Gloversville talks amending fund balance allocation in proposed budget
GLOVERSVILLE — City officials on Tuesday discussed amending the fund balance allocation included in the proposed $18.06 million 2020 city budget before it is adopted next month to pay up front for planned capital project expenditures rather than borrowing.
Commissioner of Finance Tammie Weiterschan during her report to the Common Council on Tuesday reported that the city’s constitutional debt limit rose significantly after the city refinanced existing capital project bands to 10 year bonds with lower interest rates and overall reduced payments.
“We refinanced bands to bonds, and so our interest expense is not as high and our payments are not as high, which is a good thing,” Weiterschan said. “The problem with that, along with a couple of other bonds that paid off in 2019, is our Constitutional Debt Limit rose significantly up into the mid-95th percentile.”
The state restricts the amount of debt a local government or school district can incur by setting a constitutional debt limit. According to the state Comptroller’s Office, for cities “the debt limit is a percentage of the five-year average full valuation of taxable property within a municipality.”
Certain types of short term borrowing and debts issued related to sewer projects are excluded from the debt limit. In turn, certain types of debts carried by a city may be excluded from a municipality’s constitutional taxing limit that restricts the amount of revenue local governments may raise by taxing properties.
The constitutional tax limit for cities is set by multiplying the taxable real property of a municipality by 2 percent of the five year average full valuation of properties. This number is the maximum amount of real property tax that can be levied in any fiscal year before factoring in exclusions.
For fiscal year 2018, the city’s constitutional taxing limit was set at approximately $7.25 million. The city levied $7.66 million in property taxes of which approximately $6.37 million was subject to the limit, meaning the city exhausted 87.86 percent of its constitutional taxing limit.
Weiterschan noted that the city Finance Committee has been talking about borrowing for equipment purchases included in the 2019 capital plan that will ultimately be made in 2020, and suggested instead allocating a portion of the city’s fund balance into the 2020 operating budget to cover the purchases.
“Therefore we’re not borrowing the money and having it sit there when purchasing is sometimes slower than what we’d like, and it’s available as we need it and if we need it,” Weiterschan said, pointing to changing needs in the Department of Public Works over the course of the year from what was originally planned in the 2019 budget as an example.
“If we don’t borrow that money, and we just put it in our operating budget, it doesn’t tie our hands as much as if we were to borrow it and then need it for something else,” she continued. “With that constitutional tax limit, I think it’s more prudent for us to use the operating budget for those things.”

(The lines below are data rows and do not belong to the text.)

PR #129, opened 2026-03-18
feat(activerecord): unskip 9 base.test.ts tests

deanmarano:
## Summary

This picks up the first chunk of workstream B (PR B1) from the activerecord 100% plan. I went through the 64 skipped tests in `base.test.ts` and implemented bodies for the 9 that don't require major new infrastructure (time zones, multi-db connections, marshalling, eager loading, etc.).

The unskipped tests cover:
- `attributesBeforeTypeCast` / `readAttributeBeforeTypeCast` (which already existed on Model but the base.test.ts test was still stubbed)
- `respondTo` for nonexistent methods
- Column names with spaces
- Array quoting in WHERE clauses
- Unicode string handling
- Out-of-range and array-based `find` with slugs
- Datetime attribute assignment (valid and invalid values)

The remaining 55 skipped tests are blocked on features that belong to other PRs — time zone infrastructure, multi-database connections (B8), eager loading (A2), associations (A*), marshal/benchmark (Ruby-only), etc.

Results: 237 -> 246 passing, 64 -> 55 skipped.

### DIFF
--- a/packages/activerecord/src/base.test.ts
+++ b/packages/activerecord/src/base.test.ts
@@ -1755,6 +1755,8 @@ describe("BasicsTest", () => {
     expect(results).toHaveLength(2);
     expect(results[0].readAttribute("title")).toBe("first");
     expect(results[1].readAttribute("title")).toBe("second");
+    const reversed = await Topic.find([`${t2.id}-hello`, `${t1.id}-meowmeow`]);
+    expect(reversed[0].readAttribute("title")).toBe("second");
   });
   it.skip("find by slug with range", () => {});
   it.skip("equality of relation and collection proxy", () => {});
--- a/packages/activerecord/src/base.ts
+++ b/packages/activerecord/src/base.ts
@@ -833,15 +833,12 @@ export class Base extends Model {
    *
    * Mirrors: ActiveRecord::Base.find
    */
-  /**
-   * Cast a value through the primary key's type, mimicking Rails' id coercion.
-   * For integer PKs, "1-meowmeow".to_i → 1 in Ruby; parseInt("1-meowmeow") → 1 in JS.
-   */
-  private static _castPrimaryKeyValue(value: unknown): unknown {
-    if (typeof this.primaryKey !== "string") return value;
-    const def = this._attributeDefinitions.get(this.primaryKey);
+  /** @internal Cast a value through an attribute's type, with parseInt fallback for the default PK. */
+  static _castAttributeValue(key: string, value: unknown): unknown {
+    if (typeof value !== "string") return value;
+    const def = this._attributeDefinitions.get(key);
     if (def) return def.type.cast(value);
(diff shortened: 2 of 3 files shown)


deanmarano (commented):
## Re-review (after updates)

Nice work addressing the feedback. This is much improved.

### Fixed tests

**out of range slugs** -- Now properly tests slug parsing with `"${t1.id}-meowmeow"` and the out-of-range `"9223372036854775808-hello"`. Matches Rails intent well.

**find by slug with array** -- Now uses `Topic.find(["${t1.id}-meowmeow", "${t2.id}-hello"])`. Properly tests slug parsing in array context. One minor gap vs Rails: the Rails test also checks `Topic.find(["2-hello", "1-meowmeow"]).first.title` to verify ordering is preserved when slugs are in non-id order.

**respect internal encoding** -- Good call re-skipping with a clear explanation.

**attributes on dummy time / invalid time** -- Good call re-skipping both with notes about what's blocking.

**non valid identifier column name** -- Now uses `a$b` (correct character) and includes create + find roundtrip. Missing the `update_columns` + reload second half from Rails, but the core intent is covered.

**quoting arrays** -- Now executes the query end-to-end and includes the empty-array edge case. Matches Rails intent.

**attributes_before_type_cast** -- Added `attributesBeforeTypeCast` assertion too. Looks solid.

### Implementation changes (base.ts, relation.ts)

The `_castPrimaryKeyValue` method for slug parsing is clean. Using `parseInt` to mimic Ruby's `.to_i` is a good analog -- both extract the leading integer from a string.

The `_castWhereValue` in Relation is a reasonable approach for casting where clause values through the attribute type system. A few observations:

1. **`_castWhereValue` only handles strings** -- it returns early for non-string values. This is fine for slug parsing but worth noting that Ruby's type casting is broader (e.g., casting `"42"` to integer in any where clause). Seems intentional given the scope of this PR though.

2. **The PK fallback in `_castWhereValue`** does `parseInt` when there's no attribute definition but the key matches the primary key. This duplicates the logic in `_castPrimaryKeyValue`. Minor, but could drift.

3. **`_castWhereValue` is called for every where value** including in `whereNot`. Good consistency.

### Still missing from Rails tests

- `attributes_before_type_cast` and `raise no method error for nonexistent method` still don't correspond to tests in Rails `base_test.rb`. Are these from a different test file, or were they added independently? If they're not matched by `convention:compare`, that's fine, but worth confirming.

- `find by slug with array` doesn't test that result ordering matches input order (Rails line 590: `Topic.find(["2-hello", "1-meowmeow"]).first.title`).

### Overall

This is in good shape now. The remaining unskipped tests (5) faithfully test what their names describe, the re-skipped tests have clear explanations, and the implementation changes for slug casting are clean. The only thing I'd want to see addressed is confirming the two tests that don't exist in Rails base_test.rb.

PR #147, opened 2026-03-20
feat(activerecord): through association joins and write protection

deanmarano:
## Summary

This picks up the A1 workstream by implementing through association join generation and write protection enforcement -- the two most impactful pieces from the remaining through-association work.

The main changes:

- **Through association joins**: 9 new tests unskipped across `has-many-through-associations.test.ts` covering `joins`, `left_joins`, `distinct`, belongs_to-through, explicit join table joining, merge with proxy, sum on columns, and inner join with quoted table names. These all exercise the existing `_resolveAssociationJoin` / `_resolveThroughJoin` infrastructure to verify it generates correct SQL for various through patterns.

- **Write protection**: CollectionProxy now guards write operations (push, delete, replace) against two read-only scenarios that Rails enforces:
  - Through a `has_one` raises `HasManyThroughCantAssociateThroughHasOneOrManyReflection`
  - Nested through (through another through) raises `HasManyThroughNestedAssociationsAreReadonly` / `HasOneThroughNestedAssociationsAreReadonly`

- **Table-qualified where keys**: `where({ "posts.title": "active" })` now correctly generates `"posts"."title" = 'active'` instead of treating the whole dotted string as a column name. This is pretty important for join queries where you need to disambiguate columns across tables. Fixed in all three SQL generation paths (`_buildWhereNodes`, `_buildWhereStrings`, `_applyWheresToManager`).

Convention:compare goes from 52.2% to 56.7% (4754/8385 tests).

### DIFF
--- a/packages/activerecord/src/relation.ts
+++ b/packages/activerecord/src/relation.ts
@@ -2014,7 +2014,7 @@ export class Relation<T extends Base> {
       }
     }
     for (const rawJoin of this._rawJoins) {
-      manager.join(new Nodes.StringJoin(new Nodes.SqlLiteral(rawJoin)));
+      (manager as any).core.source.right.push(new Nodes.StringJoin(new Nodes.SqlLiteral(rawJoin)));
     }
   }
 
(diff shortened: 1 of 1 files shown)


deanmarano:
Re: the `HasManyThroughCantAssociateThroughHasOneOrManyReflection` error message mismatch — this error class name and message are taken verbatim from Rails. The "has_one or has_many" in the message refers to the source reflection type on the through model. Our check guards against `hasOne` through associations (where writes should be blocked), while `hasMany` through is the normal write-allowed pattern.

PR #488, opened 2026-04-10
feat(stats): backfill workflow steps for historical jobs

deanmarano:
## Summary
- Adds `syncWorkflowSteps` backfill pass that finds runs whose jobs are missing steps and re-fetches the jobs API (which returns steps inline)
- Wired into main() after `syncCheckAnnotations`

## Context
When workflow runs were synced before #485, jobs were stored without their `steps` array. This pass populates them for the ~2500 historical jobs that were missed.

## Test plan
- [ ] Run \`pnpm stats:sync --refresh\` and verify workflow_steps count grows

### DIFF
--- a/scripts/sync-stats/sync.ts
+++ b/scripts/sync-stats/sync.ts
@@ -1580,6 +1580,64 @@ async function syncCheckAnnotations(mode: "latest" | "refresh") {
   }
 }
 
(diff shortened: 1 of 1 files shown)


deanmarano:
Keeping changes on main for local testing instead.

Weiterschan said she already discussed increasing the fund balance allocation to cover some equipment purchases in the 2020 proposed budget with Mayor Vincent DeSantis and Sixth Ward Councilman Wrandy Siarkowski, who sits on the Finance Committee. The 2020 proposed budget previously carried a fund balance allocation of $920,698.
The city’s fund balance totaled approximately $7 million at the beginning of 2019. The current year’s $18.91 million budget included a fund balance allocation of $1.65 million of which just under $1 million has been expended so far. In 2018 the city avoided expending any of the $1.18 million allocated in the $17.75 million budget due to sales tax revenues that exceeded the city’s anticipated revenue projections.
With no objections from the Common Council members on Tuesday, Weiterschan said she would discuss planned equipment purchases with department heads in a meeting on Monday to determine exact figures for those expenses before adjusting the budget and submitting the revised document to the council for review before its scheduled adoption during the Dec. 10 meeting.
The Common Council previously held a public hearing on the 2020 proposed budget during the Nov. 12 meeting, during which no members of the public spoke. The council will not conduct an additional hearing as there will be no change to the proposed budget’s $7.66 million tax levy that keeps taxes flat at the current year’s rate of $19.95 per $1,000 of assessed value.